Sorenson is one of about 30,000 volunteers who have dedicated their time to the project so far. She said it takes her about one hour to complete five masks. She and her neighbor are splitting up a kit of 100 masks to complete the task.

Although they are a lot of work, Sorenson said the kits are going really fast.

Intermountain Healthcare’s Dan Liljenquist said he's not surprised by the overwhelming response since self-reliance and community service run deep in the state of Utah. "This is a community that, on a per capita basis, gives back more than any other community in the country," he said.

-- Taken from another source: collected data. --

PR #775, opened 2023-01-26
Rework support for unbounded address layouts.

mcimadamore:
Initial push.

### DIFF
--- a/src/java.base/share/classes/java/lang/foreign/MemorySegment.java
+++ b/src/java.base/share/classes/java/lang/foreign/MemorySegment.java
@@ -27,6 +27,7 @@
 package java.lang.foreign;
 
 import java.io.UncheckedIOException;
+import java.lang.foreign.ValueLayout.OfAddress;
 import java.lang.invoke.MethodHandles;
 import java.nio.Buffer;
 import java.nio.ByteBuffer;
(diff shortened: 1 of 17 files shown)


src/java.base/share/classes/java/lang/foreign/MemorySegment.java
```diff
@@ -360,34 +361,48 @@
  * into the lifetime intended for said region of memory by the foreign function that allocated it. The global scope
  * ensures that the obtained segment can be passed, opaquely, to other pointer-accepting foreign functions.
  * <p>
- * To access native zero-length memory segments, clients have two options, both of which are <em>unsafe</em>. Clients
- * can {@linkplain java.lang.foreign.MemorySegment#ofAddress(long, long, SegmentScope) obtain}
- * a <em>new</em> native segment, with new spatial and temporal bounds, as follows:
+ * To access native zero-length memory segments, clients several options, all of which are <em>unsafe</em>.
```
JornVernee, line 364:
```suggestion
 * To access native zero-length memory segments, clients have several options, all of which are <em>unsafe</em>.
```

src/java.base/share/classes/java/lang/foreign/MemorySegment.java
```diff
@@ -360,34 +361,48 @@
...
+ * <p>
+ * First, clients can unsafely resize a zero-length memory segment using an unbounded {@linkplain #asSliceUnbounded(long, long)}
```
JornVernee, line 366:
```suggestion
 * First, clients can unsafely resize a zero-length memory segment using an {@linkplain #asSliceUnbounded(long, long) unbounded}
```

src/java.base/share/classes/java/lang/foreign/MemorySegment.java
```diff
@@ -360,34 +361,48 @@
...
- * MemorySegment foreign = someSegment.get(ValueLayout.ADDRESS, 0); // wrap address into segment (size = 0)
- * MemorySegment segment = MemorySegment.ofAddress(foreign.address(), 4, scope); // create new segment (size = 4)
- * int x = segment.get(ValueLayout.JAVA_INT, 0); //ok
+ * MemorySegment foreign = someSegment.get(ValueLayout.ADDRESS, 0); // wrap address into segment (size = Long.MAX_VALUE)
+ * foreign = foreign.asSliceUnbounded(0, JAVA_INT); // size = 4
+ * int x = foreign.get(ValueLayout.JAVA_INT, 0); //ok
+ *}
+ *
+ * Alternatively, if the size of the foreign segment is known statically, clients can associate a
+ * {@linkplain OfAddress#withTargetLayout(MemoryLayout) target layout} to the address layout used to obtain the
```
JornVernee, line 377:
```suggestion
 * {@linkplain OfAddress#withTargetLayout(MemoryLayout) target layout} with the address layout used to obtain the
```

src/java.base/share/classes/java/lang/foreign/MemorySegment.java
```diff
@@ -360,34 +361,48 @@
...
- * MemorySegment foreign = someSegment.get(ValueLayout.ADDRESS.asUnbounded(), 0); // wrap address into segment (size = Long.MAX_VALUE)
+ * SegmentScope scope = ... // obtains a scope
+ * MemorySegment foreign = someSegment.get(ValueLayout.ADDRESS, 0); // wrap address into segment (size = 0)
+ * foreign = MemorySegment.ofAddress(foreign.address(), 4, scope); // create new segment (size = 4)
  * int x = foreign.get(ValueLayout.JAVA_INT, 0); //ok
  *}
  *
- * Both {@link #ofAddress(long, long, SegmentScope)} and {@link ValueLayout.OfAddress#asUnbounded()} are
+ * Both {@link #asSliceUnbounded(long, long)}, {@link ValueLayout.OfAddress#withTargetLayout(MemoryLayout)}
+ * and {@link #ofAddress(long, long, SegmentScope)} are
```
JornVernee, line 398: There are more than two variants now:
```suggestion
 * All of {@link #asSliceUnbounded(long, long)}, {@link ValueLayout.OfAddress#withTargetLayout(MemoryLayout)}
 * and {@link #ofAddress(long, long, SegmentScope)} are
```

src/java.base/share/classes/java/lang/foreign/MemorySegment.java
```diff
@@ -490,6 +521,53 @@ default MemorySegment asSlice(long offset) {
         return asSlice(offset, byteSize() - offset);
     }
 
+    /**
+     * Returns a slice of this memory segment, at the given offset. The returned segment's address is the address
+     * of this segment plus the given offset; its size is specified by the given argument.
```
JornVernee, line 526:
```suggestion
     * of this segment plus the given offset; its size is specified by the given size argument.
```

src/java.base/share/classes/java/lang/foreign/ValueLayout.java
```diff
@@ -414,27 +417,29 @@ sealed interface OfAddress extends ValueLayout permits ValueLayouts.OfAddressImp
...
-         * @return an unbounded address layout with same characteristics as this layout.
+         * @param layout the target layout.
+         * @return an address layout with same characteristics as this layout, but with the provided target layout.
          * @throws IllegalCallerException If the caller is in a module that does not have native access enabled.
-         * @see #isUnbounded()
+         * @see #targetLayout()
          */
         @CallerSensitive
-        OfAddress asUnbounded();
+        OfAddress withTargetLayout(MemoryLayout layout);
```
JornVernee, line 437: I think it could still be nice to have `asUnbounded` as a shortcut for `withTargetLayout(sequenceLayout(JAVA_BYTE))`.

WDYT?

src/java.base/share/classes/jdk/internal/foreign/abi/Binding.java
```diff
@@ -348,15 +348,15 @@ static Allocate allocate(MemoryLayout layout) {
     }
 
     static BoxAddress boxAddressRaw(long size) {
-        return new BoxAddress(size, false);
+        return new BoxAddress(size, 1, false);
```
JornVernee, line 351: Now that we have the full layout, we might want to add an overload of `boxAddressRaw` that takes a pointee layout, and takes the alignment into account as well. (or just change this method to accept an alignment as well). Most of the call sites of this method are passing the result of `Utils.pointeeSize(layout)` (where layout is the address layout).

Also, the main difference with `boxAddress` seems to be the lack of scope being used. So, maybe it would be better to name this method `boxAddressNoScope`.

JornVernee (commented):
Some initial comments

test/jdk/java/foreign/StdLibTest.java
```diff
@@ -222,10 +223,21 @@ static class Tm {
...
+                    C_INT.withName("year"),
+                    C_INT.withName("wday"),
+                    C_INT.withName("yday"),
+                    C_BOOL.withName("isdst"),
+                    MemoryLayout.paddingLayout(24)
+            );
 
             Tm(MemorySegment addr) {
-                this.base = addr.asSlice(0, SIZE);
+                this.base = addr.asSlice(0, LAYOUT);
```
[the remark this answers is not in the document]
mcimadamore: true - will fix

src/java.base/share/classes/jdk/internal/foreign/abi/Binding.java
mcimadamore: I have fixed this in the latest iteration (but I left the old name) - as I saw test failures because of this

src/java.base/share/classes/java/lang/foreign/ValueLayout.java
mcimadamore: Perhaps we can leave it - but I'm on the fence, as I think having too many options can also be confusing (esp. given that the options are restricted) - should then we also add slicing methods which just remove spatial bounds? Also, it's probably a bit of a naming issue as well - e.g. if the two methods were telescopic, with same name - but one had no argument and can be explained as calling the other, I'd be more ok with it. But having both `withTargetLayout` *and* `asUnbounded` feels like you can do two very different things, as the names are unrelated.

test/jdk/java/foreign/TestAddressDereference.java
```diff
@@ -0,0 +1,156 @@
...
+        } catch (IllegalArgumentException ex) {
+            assertTrue(badAlign);
+            assertTrue(ex.getMessage().contains("alignment constraint for address"));
+        }
+    }
+
+    @Test(dataProvider = "layoutsAndAlignments")
+    public void testNativeUpcallArg(long alignment, ValueLayout layout) throws Throwable {
+        boolean badAlign = layout.byteAlignment() > alignment;
+        if (badAlign) return; // this will crash the JVM (exception occurs when going into the upcall stub)
```
mcimadamore, line 115: Any idea on this @JornVernee ? When the alignment exception is thrown (this happens when we execute the box address bindings before entering the upcall stub), the JVM exits, reporting an exception that points to where the downcall is made, which is quite confusing. I still think the check is worthwhile having (after all a layout is more than just the size), it's a bit unfortunate that in the case of upcalls a failed check ends up terminating the JVM (but then again, if you are really expecting a pointer with certain characteristics, and you are given another - you might just cross fingers and hope it would be ok).

src/java.base/share/classes/java/lang/foreign/ValueLayout.java
mcimadamore: I've decided to just focus on the primitive operations for now. New overloads can be added as required, even at a later point.

JornVernee (approved):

Sorensen agrees. "I think service is just kind of ingrained in us," she said. "It's our culture. It's our heritage."

The goal is to collect 5 million masks by May 23, which will hopefully provide a two- to three-month supply for health care workers in the state.

"It really truly lives up to the beehive motif that we're all collectively working together," Liljenquist said.

He says there is a great need. With high international demand for personal protective equipment, Liljenquist said it’s been hard to get materials through traditional supply chains.

"The burn rate for the Intermountain and the University (of Utah health care systems) are about 70,000 to 80,000 masks a day," he said. Some health care workers will go through one or two masks a day, depending on their interaction with patients.

Once masks are completed and dropped off, they will be sanitized before being used. "Each mask is hand inspected and then put in these autoclaves where they're sterilized (and) they're packaged up," she said.

Although Sorenson has been sewing for years, she says the masks aren’t too difficult to make. "If you can sew a straight seam and you have some manual dexterity to handle the material, that's really all you need," she said.

Liljenquist said the masks are already being put to use by health care workers. "We're just profoundly grateful," he said. "It has been absolutely astounding to me that people have spent hours and hours making these masks … It's hard work!"

Despite the outpouring of volunteers, Liljenquist said now is no time to let up. Volunteers can still sign up to reserve time to pick up a mask kit at projectprotect.health. Kits will be available for the next two weeks at five different pick-up locations across Salt Lake, Utah, Davis and Weber counties.

Kits will be available for pick-up on Tuesdays and should be completed for drop-off on Saturday of the same week.